Unleashed

“Rusty slipped his collar again.” Liam says this as I’m at the kitchen sink washing Brussels sprouts, marveling at their tiny cabbage-like perfections. My back is to him so he can’t see the look on my face as I picture our two-year-old goldendoodle, a last-ditch attempt to make our relationship work, racing through Central Park. This isn’t the first time Rusty has played Houdini. It’s been at least three times in the last month, and only with Liam.

The man is an idiot. A good-looking, great-in-the-sack, idiot. Our profile said we’re 98 percent compatible. Does this mean I’m an idiot as well?

I bite my tongue. There’s no time to get into it. “Where were you?” I ask as I turn off the water and dry my hands.

“Over by the 85th Street entrance. I tried to go after him. Little bastard just ignored me.”

I’m already edging past Liam in the tight space. Hurrying. He wraps his arms around me. His breath is hot in my ear.

I peel his arms from my waist. “Where’s the leash?”

“The leash?”

“Yes, the cord that you hold in your hand that connects to his collar.”

“I know what a leash is, Courtney.”

“So where is it?”

He rubs his head as if deep in thought and it’s all I can do not to laugh. “Don’t strain yourself,” I say. “I’ll get him.” I know Rusty’s favorite spots. The last time this happened he was romping by the duck pond.

Liam checks his watch. “Could you? I’ve got a call coming in twenty minutes.”

“I’ll text.” I wave my phone at him hoping the visual will reinforce my words.

In the living room I grab my sweater from the couch, slide my feet into boots and pick up the leash from the floor. The collar dangles from the end like a noose. Then I’m out the door. I push the button for the elevator and count. At ten I decide to take the stairs down the eight flights.

Why can’t I leave Liam? I think this at the fifth floor landing. I imagine the Libra scales, on one side, leaving, on the other, staying. There’s nothing of Liam on the staying side. My reluctance to move out keeps it somewhat balanced. Finding an affordable apartment in NYC isn’t easy. And I don’t want to admit I’ve hooked up with a Neanderthal.

An imaginary hand places the tiny silver dog from the Monopoly game on the leaving side and it tips down, dropping the negatives into a tangled heap. The missing dates and waiting at airports, or the time Liam “forgot” to get me at the dentist’s office after I had my wisdom teeth pulled. The scattered toenail clippings and the assumption that I’ll clean up after him, do his laundry, his fascination with breasts.

I guess I’m an idiot too.

My thoughts travel along with me on the eight-block sprint to the park. I stop in the bike lane to catch my breath. The fading light plays with the gold and red leaves and there’s crispness to the air as the evening sky and shadows creep in. I head toward the pond scanning the path for Rusty. There are just enough people around that I feel safe. A minimum amount.

Liam had laughed when I said there had to be a minimum amount of people for me to feel safe in the park. It must have been our second or third date. “More than one person or group,” I’d told him. “In case someone tries to hurt me there’ll be an ally or at least a witness. You don’t know what it’s like to be a woman.”

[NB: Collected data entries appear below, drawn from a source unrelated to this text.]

PR #5598, opened 2025-08-01
feat: introduce a CPU budget parameter to control slot migration pacing

romange:
This heuristic should replace the previous flags like --migration_buckets_sleep_usec and --migration_buckets_serialization_threshold which are still present as safeguards.


src/server/db_slice.h
```diff
@@ -192,22 +192,7 @@ class DbSlice {
   };
 
   using Context = DbContext;
-
-  // ChangeReq - describes the change to the table.
-  struct ChangeReq {
```
romange, line 197: moved to table.h to reduce header dependency

BorysTheDev (approved):

BorysTheDev (approved):

Issue #5612, opened 2025-08-04
CI unit test failed during `geo_family_test`


abhijat:
https://github.com/dragonflydb/dragonfly/actions/runs/16716327312/job/47310423912?pr=5595

```
025-08-04T07:24:12.2192700Z 70: [ RUN      ] GeoFamilyTest.GeoRadius
2025-08-04T07:24:12.2203193Z 70: I20250804 07:24:12.220073 12543 proactor_pool.cc:149] Running 3 io threads
2025-08-04T07:24:12.2446871Z 70: I20250804 07:24:12.244347 12543 test_utils.cc:259] Starting GeoRadius
2025-08-04T07:24:12.2550431Z 70: I20250804 07:24:12.254739 12565 geo_family.cc:829] GeoRadius parser error: syntax error
2025-08-04T07:24:12.2555919Z 70: /__w/dragonfly/dragonfly/src/server/geo_family_test.cc:293: Failure
2025-08-04T07:24:12.2556498Z 70: Value of: resp
2025-08-04T07:24:12.2556772Z 70: Expected: is syntax error
2025-08-04T07:24:12.2557222Z 70:   Actual: e(ERR value is not a valid float) (of type facade::RespExpr), Actual does not contain 'syntax error'
2025-08-04T07:24:12.2557645Z 70: 
2025-08-04T07:24:12.2727472Z 70: I20250804 07:24:12.272445 12543 test_utils.cc:221] Finishing GeoRadius
2025-08-04T07:24:12.2729807Z 70: [  FAILED  ] GeoFamilyTest.GeoRadius (53 ms)
```

kostasrim:
https://github.com/dragonflydb/dragonfly/actions/runs/16751632312/job/47423152123?pr=5621

PR #5629, opened 2025-08-06
fix: UB in georadius

BorysTheDev:
fixes: #5612

problem: dereference empty optional, parser.Error() takes out the error from the parser and leaves nullopt instead of it. The next call returns an empty optional.

fix: use HasError() instead of Error() and remove extra logs

### DIFF
--- a/src/server/geo_family.cc
+++ b/src/server/geo_family.cc
@@ -824,16 +824,14 @@ void GeoFamily::GeoRadius(CmdArgList args, const CommandContext& cmd_cntx) {
       default:
         // If MapNext failed, it means an unknown option was provided or
         // an option requiring an argument was missing its argument.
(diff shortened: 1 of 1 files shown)


vyavdoshenko (approved):
lgtm

romange:
Ok, how come we had an UB instead of asserting on invalid access? can we add more checks in parser code to prevent incorrect access to the object?

romange:
good catch though, it was annoying

romange:
@BorysTheDev  what does it mean though? You acked my comment and merged :)

BorysTheDev:
> @BorysTheDev what does it mean though? You acked my comment and merged :)

I will create a separate PR with refactoring.

dranikpg:
We should rename it to `TakeError()`

PR #5631, opened 2025-08-07
feat: use PXAT flag instead of separate command for strings during migration

BorysTheDev:


src/server/journal/cmd_serializer.cc
```diff
@@ -94,8 +94,9 @@ size_t CmdSerializer::SerializeEntry(string_view key, const PrimeValue& pk, cons
       use_restore_serialization = false;
       break;
     case OBJ_STRING:
-      commands = SerializeString(key, pv);
+      commands = SerializeString(key, pv, expire_ms);
       use_restore_serialization = false;
+      expire_ms = 0;
```
romange, line 100: please add a comment `reset expire_ms to skip it in SerializeExpireIfNeeded`

romange (approved):
controlplane/actions/runs/16804876291/job/47600275022

PR #5634, opened 2025-08-07
fix: ub in GEORADIUSBYMEMBER

kostasrim:
The issue is that we called `std::partial_sort` on a range that's invalid: `begin + count > cont.size()` which triggers `ub`.

* fix ub
* add test


abhijat (approved):

romange:
Good work!

PR #5632, opened 2025-08-07
chore: more pipeline latency coverage

romange:
Partially covers https://github.com/dragonflydb/dragonfly/issues/5630

1. Remove `pipeline_low_bound_stats` and instead introduce `squash_stats_latency_lower_limit` flag
   that filters out latency stats based on the lower limit threshold.
2. Consolidate all the squashing metrics inside multi_command_squasher code.
3. Add `pipeline_queue_wait_duration_seconds`, `pipeline_dispatch_skip_flush_total`, `net_read_yields_total` metrics.
4. Reduce reliance on `ProactorBase::GetMonotonicTimeNs` as it's inaccurate - switch to CycleClock where possible.
5. Finally fix a bug where mismatch config type prevented us from using CONFIG SET and change the settings online.

Issue #5630, opened 2025-08-06
improve tooling for p99 latency investigation


romange:
Currently, `pipeline_low_bound_stats` provides some support for this, but the approach is too hacky. We filter out a priori based on pipeline length.

Instead, we could filter out pipeline requests inside the squasher a posteori based on the latency of squashing hop. This is more direct and gives us the precise population of requests that took a lot of time.

In addition, we could:
1. Gather statistics of their fan out factor (vs general `squash_width_freq_arr`)
2. identify whether the latency is affected mostly by scheduling across multiple shards or something else. 
3. Identify if there is a strong correlation between latency contributing shards and the fact we had to awake them.
4. Test if it is possible to start sending replies before we got everything. For example, wait for the first ordered response to be ready instead of waiting for everything. When the first response arrives there is a chance it also subsequent responses 1..K our of total N. we could send them first without waiting for all the N to be ready.

romange:
done

PR #5635, opened 2025-08-07
chore: more pipeline latency coverage (#5632)

romange:
Partially covers #5630

Add `pipeline_dispatch_flush_duration_seconds` metrics that bridge the gap between pipeline_commands_duration_seconds and cmd_squash_hop_duration_seconds + pipeline_queue_wait_duration_seconds.

In summary,
pipeline_commands_duration_seconds roughly equals to `dragonfly_cmd_squash_hop_duration_seconds + cmd_squash_hop_duration_seconds + pipeline_queue_wait_duration_seconds`.

Also update the local dashboard.

### DIFF
--- a/src/facade/dragonfly_connection.cc
+++ b/src/facade/dragonfly_connection.cc
@@ -95,7 +95,7 @@ ABSL_FLAG(bool, migrate_connections, true,
           "they operate. Currently this is only supported for Lua script invocations, and can "
           "happen at most once per connection.");
 
-ABSL_FLAG(uint32_t, max_busy_read_usec, 100,
+ABSL_FLAG(uint32_t, max_busy_read_usec, 200,
           "Maximum time we read and parse from "
           "a socket without yielding. In microseconds.");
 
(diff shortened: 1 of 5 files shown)


src/facade/dragonfly_connection.cc
```diff
@@ -1678,7 +1682,7 @@ void Connection::AsyncFiber() {
     // As an optimization, we only yield if the fiber was not suspended since the last dispatch.
     uint64_t cur_epoch = fb2::FiberSwitchEpoch();
     if (dispatch_q_.size() == 1 && cur_epoch == prev_epoch) {
-      ThisFiber::Yield();
+      ThisFiber::SleepFor(20us);
```
dranikpg, line 1685: 🤨 So if you don't squash, your latency of a pipeline will be `num_cmds * (avg_cmd_latency + 20 + sleep_overhead)`

dranikpg: Actually I'm suspicious of the yield as well, if we do it every singlet time

romange: why do we do it every single time?
can you give me the scenario? and btw, this Sleep helped a bit to raise the pipeline avg length in my tests (though they are very synthethic).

“I’ll take care of you,” Liam replied.

I’d believed him.

That was almost two years ago.

“Rusty,” I call into the purple sky. I wonder if I’ll be able to afford an apartment that allows dogs or if I’ll have to move to Queens. Maybe I’ll move to the country. Rusty can have a yard and I can have a garden, grow tomatoes and green beans. Or Brussels sprouts. I wonder if Liam will miss Rusty, or me. Then I wonder if I will miss Liam.

And there is Rusty on the other side of the pond.